> _Exercise directions_
A line belongs in the answer if it contains "blob"; copy every such line from the entries below.

> _Records provided_
◇ ◇ ◇ ◇ ◇

PR #942, opened 2022-06-05
Bug/issue 940 static router breaking hybrid workspaces

### LINKED ISSUE #940: `staticRouter` used with a hybrid workspaces is breaks SSR route navigation and serving
## Type of Change
- [ ] New Feature Request
- [ ] Documentation / Website
- [x] Bug

## Summary
When introducing an SSR route into a hybrid project with static content
```js
// www/pages/artists.js
import fetch from 'node-fetch';

async function getBody() {
  const artists = await fetch('https://www.analogstudios.net/api/artists').then(resp => resp.json());
  const html = artists.map(artist => {
    return `
      <wc-card>
        <h2 slot="title">${artist.name}</h2>
        <img slot="image" src="${artist.imageUrl}" alt="${artist.name}"/>
      </wc-card>
    `;
  }).join('');
  
  return html;
}

async function getFrontmatter(compilation, route) {
  console.debug({ route });
  return {
    menu: 'navigation',
    index: 7
  };
}

export {
  getFrontmatter,
  getBody
};
```

and enabling `staticRouter`, SSR  specific route navigation will break
Screen Shot 2022-06-04 at 2 15 50 PM

Further more, assuming we hit the route directly instead of through the router, the whole page is down!  😱 
Screen Shot 2022-06-04 at 6 57 47 PM

## Details
Ah, issue seems pretty obvious [looking at the code](https://github.com/ProjectEvergreen/greenwood/blob/v0.25.1/packages/cli/src/lib/router.js#L23) but basically not every client side route is a _static_ route.
```js
const route = href.replace(window.location.origin, '');
const routerOutlet = Array.from(document.getElementsByTagName('greenwood-route')).filter(outlet => {
  return outlet.getAttribute('data-route') === route;
})[0];

// what if there is no match though?????  this is the provblem
if (routerOutlet.getAttribute('data-template') === window.__greenwood.currentTemplate) {
  window.__greenwood.lastRoutes.push(window.location.pathname);

  routerOutlet.loadRoute();
} else {
  window.location.href = href;
}
```

So simply, the router should _not_ try and do any special routing for to an SSR page.

----

For the second issue, it seems that the router optimization resource needs to [handle static URLs (end in _.html_) vs SSR URLs, (ends in _/_) before trying to write them out as partials](https://github.com/ProjectEvergreen/greenwood/blob/v0.25.1/packages/cli/src/plugins/resource/plugin-optimization-mpa.js#L76).  I think in general it shouldn't even try and do that for SSR routes?  🤔 

My guess is we need to write a custom test case for this combination of features.

thescientist13:
## Related Issue
resolves #940 

## Summary of Changes
1. Fix route trying load a SSR route "statically"
1. Avoid and add specs to cover this
1. Rename resource plugin to accurately reflect behavior

## TODO
1. [x] should cross verify test with #936 / #937
1. [x] ~~Maybe support SSR routes by writing out a `<greenwood-router>`, e.g. if `isSSR`, load with `window.location.href`?~~ - will track as a future feature request
1. [ ] Should have this thrown a `500` instead of a `404`?

### DIFF
--- a/packages/cli/src/plugins/resource/plugin-static-router.js
+++ b/packages/cli/src/plugins/resource/plugin-static-router.js
@@ -97,7 +97,6 @@ class StaticRouterResource extends ResourceInterface {
           </body>
         `);
 
-        console.debug('SO FAR SO GOOD?????');
         resolve(body);
       } catch (e) {
         reject(e);
--- a/packages/cli/src/plugins/resource/plugin-static-router.js
+++ b/packages/cli/src/plugins/resource/plugin-static-router.js
@@ -10,7 +10,7 @@ import path from 'path';
 import { ResourceInterface } from '../../lib/resource-interface.js';
 import { fileURLToPath, URL } from 'url';
 
-class OptimizationMPAResource extends ResourceInterface {
+class StaticRouterResource extends ResourceInterface {
   constructor(compilation, options) {
     super(compilation, options);
     this.extensions = ['.html'];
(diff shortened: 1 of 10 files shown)


packages/cli/src/plugins/resource/plugin-static-router.js
```diff
@@ -95,6 +98,7 @@ class OptimizationMPAResource extends ResourceInterface {
           </body>
         `);
 
+        console.debug('SO FAR SO GOOD?????');
```
thescientist13, line 101: woops!  need to clean this up 😊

◇ ◇ ◇ ◇ ◇

> _Task result_
Ah, issue seems pretty obvious [looking at the code](https://github.com/ProjectEvergreen/greenwood/blob/v0.25.1/packages/cli/src/lib/router.js#L23) but basically not every client side route is a _static_ route.
For the second issue, it seems that the router optimization resource needs to [handle static URLs (end in _.html_) vs SSR URLs, (ends in _/_) before trying to write them out as partials](https://github.com/ProjectEvergreen/greenwood/blob/v0.25.1/packages/cli/src/plugins/resource/plugin-optimization-mpa.js#L76).  I think in general it shouldn't even try and do that for SSR routes?  🤔 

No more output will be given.